The truth is, as Fr. Stephen says in his post, the world runs on pretty well without any need of that god's involvement. You end up sorta embarrassed for him. He’s not really needed. In fact, if he was to go away or to be replaced by someone else, how would you notice?

Now consider how that type of "personal relationship" with the god in the attic differs from the ones we have with the people we live and work with…the ones who are right here? What does a commitment to them look like? What if God, angels and all things invisible aren’t up there. What if they’re right here. Imagine that the house has only one storey.

Well, we’d have real conversations. The God who is never alone (he is the Lord of Hosts, after all) is sure to be surrounded by those who have gone before. Myriads and myriads of seraphic wings are beating constantly about our kitchen table, and we might be startled, but not surprised to see a candle flame flicker in a still room, a tumor suddenly disappear or a bush glow with fiery presence. We could say “good night,” even when we were alone, because…well, we never are.

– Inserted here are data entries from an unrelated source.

Issue #192, opened 2015-10-06
Comments and Suspend 


odiea:
It appears that since the Suspend Button was moved now the comments don't work when you suspend the sale even if you go to add payment then enter a comment and it's then suspend it's not being stored in the unsuspend form . Just 0 shows. If you complete a normal sale it functions properly. Like you said one thing is fixed but it might break other things.

jekkos:
Comments should be save with an ajax call when changing the field itself (jquery.change). Maybe it's just not copied properly to the suspend table? Will need to look into that further.

daN4cat:
Fixed and in my master.

The issue was that for a strange reason the comment was fetched directly from the form instead of using the sale_lib->get_comment like in the rest of the code.

So my changes spotted a bug in the code.

odiea:
It now stores a comment but if there is not a comment it still shows a 0. I don't know why that bothers me.

daN4cat:
OK, the 0 is a different matter. It has been there for ages, at least since late 2011.
I'll have a look and see if there is something I can do to remove it. It's in any comment that has not be filled in, either suspended or completed. It's a constant.

daN4cat:
OK, I fixed the comment with 0 issue and it's in my master. I'm going to do a PR.

odiea:
Thanks for finding and fixing this issue.

jekkos:
Maybe we should also add an update statement that removes these 'empty' comments from the database.

odiea:
That would be a good idea . Makes things look a lot cleaner.

daN4cat:
You mean clean the all the 0's. Yes it sounds a good idea indeed. But we need to make sure it's =0 not LIKE %0% otherwise we might mess up existing comments having a 0 in it (just to state the obvious here)

jekkos:
Yes indeed, only update comments that exactly equal 0.

daN4cat:
odiea, could you please check the latest fix with sale and receiving, with or without suspend for sales?

I tested and it seemed fine with me, I also checked that suspending and unsuspending the other fields are correct. But again, you never know.

If all fine after odiea test we can close this issue.

daN4cat:
I must admit that this 0 issue bugged me for many years but never found the time to fix it.

Just one line of code in the end....

odiea:
[...]

PR #194, opened 2015-10-07
#192 Remove 0 from comments

daN4cat:
Checked in library get_comment if the string is null and return a '' if that's the case. That removes the 0 from sale comments

### DIFF
--- a/application/controllers/sales.php
+++ b/application/controllers/sales.php
@@ -204,9 +204,13 @@ class Sales extends Secure_area
 		if ( $this->form_validation->run() == FALSE )
 		{
 			if ( $this->input->post( 'payment_type' ) == $this->lang->line( 'sales_gift_card' ) )
+			{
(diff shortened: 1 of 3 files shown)


jekkos:
OK thanks for the pr. I guess the only real change here is in sale_lib?

Maybe it might be better to reformat the code for the whole project all at once, because now it's kind of hard to see what has actually changed (beside the obvious reformatting of this code)

daN4cat:
Yes, the real change is in sale_lib and receiving_lib (did the same on both sides).

But I also removed some non-sense from controller sales.php.

I noticed that there is in one case data['comments'] and in another case data['comment'], it should be probably the same and 'comments' but that needs to change on the view side too.
I'll do later when I find the time.

Yes, you are right. The reformatting should happen at once. I do it in a kind of automatic way when I read the code and trying to make it less "compressed".

jekkos:
I'll integrate it now then (haven't tested it but suppose it'll be ok)

PR #203, opened 2015-10-15
Added datetime picker to sales & receivings forms (see #169)

daN4cat:
See discussion in #169 for more details.


application/views/partial/header.php
```diff
@@ -32,7 +33,7 @@
 	<!-- end js template tags -->
     <?php else : ?>
     <!-- start minjs template tags -->
-    <script type="text/javascript" src="dist/opensourcepos.min.js?rel=3806e1c0ff" language="javascript"></script>
+    <script type="text/javascript" src="dist/opensourcepos.min.js?rel=c3fc0e5615" language="javascript"></script>
```
jekkos: Looks like grunt cache breaker did run as the hash in the query string has changed?

daN4cat: I run grunt that run your Gruntfile.js. 
I don't know the details of it, but I suppose that if you touch a file (having added a new jQuery plugin there is more now) an hashing needs to be updated. Right?

jekkos: yes indeed, the fact that there's a new query string parameter present will assure that a user's cache will be refreshed (thanks to url rewriting). So a new hash means new minified javascript and a forced cache refresh.

daN4cat: OK, so all good and makes sense.

Once you tested it a bit, please integrate and we close this a bit long story of broken plugin, new plugin and etc.

BTW, jQuery core is old and maybe should be updated. Any idea if it's a complicated matter? I'll create an issue for it later.

jekkos: Yes I have looked into that beginning this year. At that time jQuery was a

odiea:
Got a little carried away on that time picker did you?

jekkos:
hehe yes.. I've added jquery ui sliders and now there's no more select boxes for that, this works out of the box.

odiea:
Did you see js print setup has been updated in the last few months?

daN4cat:
not sure about the slider thingy, would it work with a touch screen no problem?
That's why I avoided it.

odiea:
Yes it works. I just tried it on my home screen and both the slider and dropdown in receivings work with a touch screen.

daN4cat:
ok, good. Case closed then.

daN4cat:
Almost closed... receiving is with the select not slider. Correct?

odiea:
2015-10-18 11_55_15-once again thrift -- powered by os point of sale
Yes this is my image from report receiving

PR #208, opened 2015-10-20
Update register.php

songwutk:
colorize button


jekkos:
These kind of updates should be done in line with the new theming approach. Will close this pr for now.

PR #244, opened 2015-11-30
Fixed Severity: Notice Message: Only variable references should be returned by reference Filename: core/Common.php Line Number: 257

kamaroly:
Severity: Notice Message: Only variable references should be returned by reference Filename: core/Common.php Line Number: 257


jekkos:
Ok I see that in CI this change was applied as well.

https://github.com/bcit-ci/CodeIgniter/issues/3302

I believe that’s the sort of world our God created. There’s only one storey. It’s the one we spend our days in.

Angels, departed saints and God surround us. These are the things unseen, but present. Occasionally God allows men and women a glimpse into what is already there. When God’s people were threatened by a besieging army, the prophet strode about as if nothing was wrong. His servant couldn’t understand this and was terrified at the seemingly inevitable outcome. “Then Elisha prayed and said, "O LORD, please open his eyes that he may see." So the LORD opened the eyes of the young man, and he saw, and behold, the mountain was full of horses and chariots of fire all around Elisha.” II Kings 6:17 The angelic army didn’t arrive with the prophets prayer. The servant was allowed to see what was already going on…unseen.

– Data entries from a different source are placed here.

Issue #212, opened 2015-10-21
2.3.3 release ready?


jekkos:
I think it's time to think about releasing 2.3.3.

Are there any open bugs / features that need to be included? Only thing I want to retest is the takings pagination (didn't find an opportunity to do that yet).

odiea:
Currently I do not see any issues with this build. Takings pagination appears to be working good. I have tested it with it showing 6 pages.

daN4cat:
There are some issues tagged with 2.3.3, probably we should review them and device 2.3.3 or 2.3.4 or 2.4.
For instance the Takings print was one thing I wanted to do, but I also need to sort out the bacode story with is half done.

A bit of config tab retouch too, just moving few bits around and add a tab related to the DB.

Maybe the conversion of 5 custom fields to be colour, size and season can be in a 2.3.4, but that's key for my needs as I cannot move my wife's app yet to the newer because of that issue.

jekkos:
Good point, indeed there's still 3 issues open for this release, let's try to have them solved and then wrap up. I will have a look at #187. Then the only one left is indeed the barcode, best to solve that in this one as the code is already integrated.

daN4cat:
If you could help with #187 that would be great. I found that partial input search very handy in the past.

I'll try to finish the barcode and the adjustment to the retouch to config tabs. We'll see for the Takings print.

But as said I need to delay of one week any effort as I'm away.
BTW I'll be in Brussels. I go there from time to time because part of my wife's family lives there.

jekkos:
We could do a 2.3.4 with only minor changes and bugfixes after releasing this one? More like a bugfix release?

Scope of 2.4 could be the following

* CI 3
* multistore enhancements (working on that module now)
* configurable categories (quantity units branch?)

Or depending on the effort to move to CI3, maybe migrate it in a minor release?

jekkos:
OK cool I live near to Brussels. Will go there as well to night (concert there in AB).

daN4cat:
Maybe we can leave the Takings print, search story and other extra bits to 2.3.4.
I would just need to fix the barcode story.

In 2.4 I would need to convert 5 custom fields to 3 as previously mentioned.

daN4cat:
Maybe next time I'm Brussels we could have a beer? I'm in Brx just for few days.
I knew you live in Leuven.

jekkos:
[...]

PR #246, opened 2015-12-07
Partial fix to #111 issues

daN4cat:
As discussed in #212 here the partial fix.

We can leave the full feature to a 2.3.4, this fix solves part of the problem anyway.

### DIFF
--- a/application/controllers/items.php
+++ b/application/controllers/items.php
@@ -345,7 +345,7 @@ class Items extends Secure_area implements iData_controller
 			if ($item['item_number'] == '' || $item['item_number'] == null)
 			{
 				// get the newly generated barcode
-				$item['item_number'] = $this->barcode_lib->get_barcode($item, $config);
+				$item['item_number'] = $this->barcode_lib->get_new_barcode($item, $config);
 				
 				// remove from item any suppliers table info to avoid save failure because of unknown fields
 				// WARNING: if suppliers table is changed this list needs to be upgraded, which makes the matter a bit tricky to maintain
--- a/application/libraries/Barcode_lib.php
+++ b/application/libraries/Barcode_lib.php
@@ -138,8 +138,16 @@ class Barcode_lib
 			else
 			{
 				$barcode->setData($item['item_id'], true);
+
+				$code = $barcode->getData();
+
+				// in case no new code is generated like in Code39 and Code128 return an empty string because we don't want to override it with a pure item_id				
+				if( $code == $item['item_id'] )
+				{
+					$code = null;
+				}
 				
-				return $barcode->getData();
+				return $code;
 			}
 		} 
 		catch(Exception $e)
--- a/application/libraries/Barcode_lib.php
+++ b/application/libraries/Barcode_lib.php
@@ -121,7 +121,7 @@ class Barcode_lib
 		}
 	}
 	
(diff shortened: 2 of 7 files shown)


jekkos:
I've done some research and I don't think that it's a good idea to start generating EAN13 codes ourselves. They should be unique and registered with a central authority first. 

Maybe we can solve the ean formatting problem with a sane validation on the involved format of the determined barcode input for the configured barcode type. If this validation fails, then just fallback to code128 which will always work.

jekkos:
I've added the validation + fallback code in 83436d93ce3d8bf22a6c195979c1e2a1f2f053f6.

jekkos:
Might be good to trigger the validation code in the item form as well (using jQuery).

daN4cat:
Have you removed the EAN8 generation?

daN4cat:
If that's the case, thank you very much!

You made the feature I surely needed completely useless and I need to scrap what you have done.

jekkos:
Problem was that your scanner only accepts ean barcodes? My idea was that generating them might cause collisions with other existing barcodes out there as they're not registered in any official way.. 

If you like then I'll reintroduce it but only after enabling a config option to generate instead of using fallback.

daN4cat:
That was the point I made already, having a config to generate only, not scrapping the code somebody spent time on it!!!

To be honest I found this approach quite disappointing :-(

The issue is not the scanner, the issue is that items come without any barcode and there are handheld printers that produce a small barcode to be attached to small items. EAN8 was there for that purpose because supported by those label printers.

I can agree that there might be collisions, I wan under the impression that padding the front with 0 was excluding the collision issue after having read in a forum that suggestion (it's ike a "192.168.x.x").

daN4cat:
The use case was described in #111

jekkos:
Yes I suppose that there will be some kind of range that's free to use, will look into that later today. So I'll add the following then

 * config switch for generating in the requested format if the item_number is empty. If this switch is not set then the barcode will be validated against the chosen format, and fallback mechanism will be activated if needed
 * extra jquery validation on the used barcode format for ean13 and ean8 to prevent input of invalid codes once a format is selected

daN4cat:
I'm not sure I follow bullet point 2, the issue here is to generate barcodes if the field is empty. And the first option is just for that. If empty generate it with EAN{8, 13}. If no option the seed is always used.

We can print all the barcodes in code{39. 128} and that will do. There is no requirement to print the barcode in EAN{8, 13}, only if an external printer supports that can print in EAN{8, 13}. The scanner will detect the two barcodes no matter the "graphical format" and match the UPC code.

That's what I wanted to do, splitting generation out of printing.

Of course we could always leverage a recognition of the barcode and be smart in producing the correct barcode printout (in case somebody has a EAN only scanner, but I don't think there is such case).

So what is that jquery needs to validate?

jekkos:
I added this validation bit in the item number check code. So once a user enters a new item and has ean8 selected as format, he should enter a ean8 formatted barcode in the item_number or else leave it empty. This will still allow the generation to work (only if the item_number is empty) and prevent the user from entering invalid barcodes

jekkos:
Ok so in this maybe the first part will do. If I add the generation only for ean then we'll be fine. Ill post a patch for that hope you can take a look and see if it's ok for you.

Issue #4586, opened 2026-06-29
Remove unused Sales language keys


objecttothis:
## Summary

Audit of `app/Language/en/Sales.php` found ~45 keys with zero references anywhere in the codebase (controllers, views, models, libraries, JS files). These should be removed to reduce translation burden across all locale files.

## Verified Unused Keys

Searched via `lang('Sales.<key>')` pattern across all PHP, JS, and view files.

### Definitely unused (no hits anywhere)

| Key | Current value |
|---|---|
| `cash_1` | *(empty)* |
| `cash_2` | *(empty)* |
| `cash_3` | *(empty)* |
| `cash_4` | *(empty)* |
| `close` | *(empty)* |
| `complete` | *(empty)* |
| `current_table` | *(empty)* |
| `customer_total_spent` | *(empty)* |
| `customers_available_points` | "Points Available" |
| `daily_sales` | *(empty)* |
| `date_type` | "Date is a required field." |
| `delete_entire_sale` | "Delete Entire Sale" |
| `discard_quote` | *(empty)* |
| `discount_short` | "%" |
| `edit_sale` | "Edit Sale" |
| `giftcard_filter` | *(empty)* |
| `invoice_type_custom_invoice` | "Custom Invoice (custom_invoice.php)" |
| `invoice_type_custom_tax_invoice` | "Custom Tax Invoice (custom_tax_invoice.php)" |
| `invoice_type_invoice` | "Invoice (invoice.php)" |
| `invoice_type_tax_invoice` | "Tax Invoice (tax_invoice.php)" |
| `invoice_update` | "Recount" |
| `mc` | *(empty)* |
| `no_filter` | "All" |
| `no_sales_to_display` | "No Sales to display." |
| `remove_discount` | *(empty)* |
| `rewards_balance` | "Reward Points Balance" |
| `rewards_package` | "Rewards" |
| `sale_by_invoice` | "Sale by Invoice" |
| `sale_for_customer` | "Customer:" |
| `sales_total` | *(empty)* |
| `service_charge` | *(empty)* |
| `show_due` | *(empty)* |
| `visa` | *(empty)* |
| `wholesale` | *(empty)* |

### Possibly dynamic — verify before removing

These keys follow a pattern that could be constructed dynamically (e.g. `lang('Sales.' . $result ? 'x_sent' : 'x_unsent')`). A search for the literal `lang('Sales.key_name')` form returns no hits, but check for string concatenation or variable key lookups before deleting.

[...]

PR #4587, opened 2026-06-29
Feature: Payment reference code

objecttothis:
app/Database/Migrations/20190427100000_paymenttracking.php adds the reference_code column to the sales_payments table but this column was never used in the code itself.  This is now needed for Credit Card Retrieval Reference Numbers (RRN), Transaction Number or Acquirer Reference Number (ARN) depending on the payment implementation. This number is manually entered when using a card payment system not integrated with OpensourcePOS and can be used by plugins when sending API data to government-required sales registers.

- [x] Update Language strings
- [x] Update register view
- [x] Add Unit Tests
- [x] Think through adding configurable length requirements as 12-character RRN is not universal.  Maybe set a min/max in settings?

## Summary by CodeRabbit

* **New Features**
  * Improved sales payment handling for payment types that require a reference code, including gift card and rewards remainder updates plus dynamic reference-code length validation.
  * Added localized UI text for displaying reference-code length limits in supported locales.
* **Bug Fixes**
  * Updated sales register/edit and completion flows to reliably refresh payment details after validation and error states.
* **Documentation**
  * Expanded localization conventions to require adding new translation keys across all language variants, using empty values to safely fall back to English.
* **Chores**
  * Standardized formatting across configuration and many language files.

Payment Reference Code appears with Debit and Credit type payments
image

Customizable length limits
image

reference_code is now stored in the database
image

Validation on limits and content
image

image

image


objecttothis:
@coderabbitai review please.

objecttothis:
@coderabbitai it looks like your code review never ran.  Please show your review results.

app/Controllers/Sales.php
```diff
@@ -394,88 +394,106 @@ public function postAddPayment(): ResponseInterface|string
...
-            $rules = ['amount_tendered' => 'trim|required',];
+        if ($paymentType === lang('Sales.giftcard')) {
+            $rules    = ['amount_tendered' => 'trim|required'];
             $messages = ['amount_tendered' => lang('Sales.must_enter_numeric_giftcard')];
+        } elseif (in_array($paymentType, get_reference_code_payment_types())) {
+            $min      = (int)($this->config['payment_reference_code_min'] ?? 3);
+            $max      = (int)($this->config['payment_reference_code_max'] ?? 20);
+            $rules    = [
+                'amount_tendered' => 'trim|required',
+                'reference_code'  => "trim|required|alpha_numeric|min_length[$min]|max_length[$max]",
```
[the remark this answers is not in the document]
objecttothis: Added decimal_locale on 406 but for 400 I added integer because amount_tendered becomes the giftcard number in the case of giftcards.

app/Language/ckb/Sales.php
```diff
@@ -1,232 +1,236 @@
...
+    'rewards_package'                   => 'پاداشتەکان',
+    'rewards_remaining_balance'         => 'بەهای پاداشتی خاڵە ماووەکان بریتییە لە ',
+    'sale'                              => 'فرۆشتن',
+    'sale_by_invoice'                   => 'فرۆشتن بە فاکتورە',
+    'sale_for_customer'                 => 'کڕیار:',
+    'sale_time'                         => 'کات',
+    'sales_tax'                         => 'باجی فرۆشتن',
+    'sales_total'                       => '',
+    'select_customer'                   => 'کڕیار هەڵبژێرە',
+    'selected_customer'                 => 'کڕیاری هەڵبژێردراو',
```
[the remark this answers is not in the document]
objecttothis: @coderabbitai this is outside the scope of the changes in this PR.  Please add it as a todo to Issue #4586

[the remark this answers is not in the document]
objecttothis: @coderabbitai this is outside the scope of this PR.  Add this as a todo to #4586

objecttothis:
@jekkos this PR is blocking a plugin.  Any chance we can review it and get it into the master?  It's a fairly minor feature.  It should be fairly straightforward to review as there are only 11 changed files outside of the language files.

objecttothis:
@jekkos when do you think you'll be able to take a look at this PR?

app/Controllers/Sales.php
```diff
@@ -873,7 +892,7 @@ public function postComplete(): string    // TODO: this function is huge.  Proba
 
             if ($sale_id == NEW_ENTRY && $this->sale->check_quote_number_exists($quote_number)) {
                 $data['error'] = lang('Sales.quote_number_duplicate');
-                return $this->_reload($data);
+                return $this->reload($data);
```
jekkos, line 895: if we rename the function do we also need to do this in other controllers, in order to remain consisten? I'd also be more of a fan if we can avoid using underscore as a prefix for a private method

app/Controllers/Sales.php
```diff
@@ -1457,6 +1479,30 @@ public function postSave(int $sale_id = NEW_ENTRY): ResponseInterface
             'invoice_number' => $this->request->getPost('invoice_number') != '' ? $this->request->getPost('invoice_number', FILTER_SANITIZE_FULL_SPECIAL_CHARS) : null
         ];
 
+        // Validate reference_code for the new payment if applicable
+        $payment_type_new_check = $this->request->getPost('payment_type_new', FILTER_SANITIZE_FULL_SPECIAL_CHARS);
+        $payment_amount_new_check = $this->request->getPost('payment_amount_new');
+        if ($payment_type_new_check != PAYMENT_TYPE_UNASSIGNED && !empty($payment_amount_new_check)
+            && in_array($payment_type_new_check, get_reference_code_payment_types())) {
+            $min = (int)($this->config['payment_reference_code_min'] ?? 3);
```
jekkos, line 1487: the max is aligned with the database type I suppose?

app/Views/sales/form.php
```diff
@@ -204,6 +211,20 @@ function(response) {
             focus: fill_value_employee
         });
 
+        const referenceCodePaymentTypes = <?= json_encode($reference_code_payment_types ?? []) ?>;
+
+        $('#payment_types_new').on('change', function() {
```
jekkos, line 216: How does it behave if we add multiple payments?

jekkos, line 216: if we have one payment cash, the other part credit, do we have two reference fields then?

jekkos (dismissed):
Not going to hold this back in case you think it's working, but I do have one minor style remark and a question.

app/Controllers/Sales.php
objecttothis: > if we rename the function do we also need to do this in other controllers, in order to remain consisten? I'd also be more of a fan if we can avoid using underscore as a prefix for a private method

Yes, we should remove all hungarian notation in all classes that implement this reload function, but I've only been refactoring in code that I touch in an effort to not make the Pull Requests too large.  This way we are moving toward PSR compliance but in a manageable way.  It's cleaner to change it all at once until we see how much of a mess the merge becomes for open pull requests.  If we change it as we go and in new code then it's still a mess, just less of a mess.

app/Views/sales/form.php
objecttothis: the sales_payments table is a one-to-many relationship.  That is we have multiple payments with the same sale.  Each row has this reference number field, so a payment is capable of having one reference number per payment.  However the current behavior is to only offer the payment reference code for certain payment methods.  When we implement #4548 we could do it in such a way that the OSPOS admin could specify which payments require reference codes, which allow and even per-payment type length restrictions.  RRN is typically 12 characters.

objecttothis: I'll test this again in the morning to confirm but but the intended behavior is that each payment with a payment reference code is added to the payments multi-dimensional array, so that each row added on sale completion has it's reference code.  I want to confirm this behavior though.  It's an edge case, but not an uncommon one potentially.

app/Controllers/Sales.php
objecttothis: Good question.  reference_code in the database is varchar(40), so I suppose I can make the fallback 40 and allow the slider in the config to go up to 40.  While I don't see a use case for that long, perhaps if people are getting UUID/GUID for a reference code then those are 36 characters, so I guess that makes sense.  I'll push this change in the morning.

app/Views/sales/form.php
objecttothis: image
Confirmed.  Each payment gets it's own reference_code

app/Controllers/Sales.php
objecttothis: Pushed a commit to match this to the limits of the field in the sales_payments table.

Modern physics and mathematics give us clues (if only analogous or metaphorical ones) of how this could be. Dimensional limitation provides a helpful illustration. The author of Flatland asks that we imagine a world of only two dimensions. Think of a sheet of notebook paper. Embedded in this sheet are shapes of various constructions- triangles, squares and circles. They move around in this world of width and length with no concept of up or down. For in Flatland Up is the direction marked North on the page. Up is the top of the sheet. Down is at the bottom of the sheet of paper. Imagine their surprise if we began to speak to them from above the paper. Living in a world made up of only two dimensions, they hear a voice coming from nowhere.

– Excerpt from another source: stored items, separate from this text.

PR #4589, opened 2026-07-02
Bugfix: Fix problems with migration UI in login

objecttothis:
## Summary

This PR fixes problems with the migration status UI shown during the CI3 → CI4 upgrade flow on the login screen.

### Changes

**`app/Libraries/MY_Migration.php`**
- Renamed all snake_case methods to camelCase to align with CI4 conventions: `is_latest()` → `isLatest()`, `migrate_to_ci4()` → `migrateToCI4()`, `get_latest_migration()` → `getLatestMigration()`, `get_current_version()` → `getCurrentVersion()`

**`app/Controllers/Login.php`**
- Updated all call sites to use the renamed camelCase migration methods
- Renamed snake_case array keys passed to the view to camelCase: `has_errors` → `hasErrors`, `is_new_install` → `isNewInstall`, `is_latest` → `isLatest`, `latest_version` → `latestVersion`, `gcaptcha_enabled` → `gcaptchaEnabled`
- Added `initialization_required`, `initialization_message`, and `initialize` keys to support the new install flow
- **Moved credential validation before migration:** the login controller now validates credentials via the `login_check` rule and returns a 401 before attempting any migration logic, preventing migration from running on bad credentials

**`app/Views/login.php`**
- Updated the view to use the new camelCase keys

**`app/Events/Load_config.php`**
- Minor update to align with renamed method

**All language files (47 locales)**
- Alphabetically reordered and aligned all keys for consistency
- Added new migration status keys: `migrating_database`, `migration_complete`, `migration_complete_login`, `migration_complete_migrate`, `initialization_required`, `initialization_message`, `initialize`
- Removed deprecated keys: `migration_needed`, `migration_initializing`, `migration_running`, `migration_required`

### Testing

Verify on a CI3 database instance that:
- Invalid credentials return a 401 error without triggering migration
- Valid credentials on an up-to-date CI4 database log in normally
- Valid credentials on a CI3 database display the migration UI correctly with updated status messaging


app/Controllers/Login.php
```diff
@@ -76,9 +76,24 @@ public function index(): string|RedirectResponse
 
     public function migrate(): ResponseInterface
     {
+        $rules = ['username' => 'required|login_check[data]'];
```
jekkos, line 79: alright good to have this back there were some security reports for this issue.

app/Controllers/Login.php
```diff
@@ -76,9 +76,24 @@ public function index(): string|RedirectResponse
...
+        $messages = [
+            'username' => [
+                'required'    => lang('Login.required_username'),
+                'login_check' => lang('Login.invalid_username_and_password'),
+            ]
+        ];
+
+        if (!$this->validate($rules, $messages)) {
```
jekkos, line 87: so we need to pass login data to remain backward compatible? I believe the form does not show anymore in the new version, at least not for fresh installs. So in that case is it will just fail here or am I missing something?

objecttothis: Prior to this change on existing installs the message reads something like "you must provide administrator credentials to migrate to version x" but there were two bugs
1. It wasn't showing the username and password form boxes.
2. It was accepting clicks to "migrate" without credential validation which was contrary to the message presented.

This change just fixes that. New installs with an empty database don't hit this path because the db gets created and migrated then sent back to the view to enter credentials.

I tested both scenarios.

app/Controllers/Login.php
jekkos: but I do wonder what the issue is with CI3 migration. What was the issue exactly?

objecttothis: There were a few issues.If I remember right, one issue was that the check for whether a migration was needed was looking for an id column in the migrations table because that's the way the CI4 migrations table is setup. However, the CI3 migrations table only had a version column, so the check to see if there was a migration would silently fail and it wouldn't show the message that a migration was needed. 

The issues causing the form not to display the login fields correctly was because we added the new install flow but failed to account for all the other flows properly.

The lack of credentials check was pre-existing or was caused by regression

jekkos (approved):
Thanks for testing and fixing!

“Where are you.” they ask.
“I’m up here.” We answer obviously.
The little polygon immediately turns toward the top of the sheet.
“I don’t see you.”
“Not North silly,” we chide them “Up”
“But North is Up” they argue.

No amount of explaining could make height an intelligible concept. It's a dimension beyond their experience.
I believe something similar is going on in the heavenly realms. They are higher, but not up.


The calendar that shapes the Christian’s year guarantees that none of the radical truths about God, his creation and the incarnate bridge between the two is overlooked. The Feast of St. Michael and all the Angels is the day on which the church asks that we think about the nature, place and doings of our elder fellow servants, the angels.

We’re planning to mark Michaelmas (pronounced Mickelmus) with special food and activities. Traditional fare features roast goose, but our culinary salute to the Archangel’s victory will center on Roasted Dragon’s Tongue (not the most choice cut, but the least expensive by far) and Dragon Slime Bread. We’ll be going with a more traditional desert, though.

According to one legend, when Michael and his warriors threw Satan from heaven, the old serpent landed in a patch of blackberry briars. Furious at his defeat and sore from the stickers, he stomped and spat and…um, “messed up” the poor plant. Understandably no one wanted anything to do with blackberries picked after Sept 29th. So Blackberry Cobbler and Vanilla Ice Cream will finish off the meal.

Being a good modern, I'm rusty on my angelology. I believe it would help to have someplace to lay out what I want our family to learn or recall during this season. I think I’ll put some tentative thoughts up here, so that they can begin to congeal before the family starts talking next Sunday.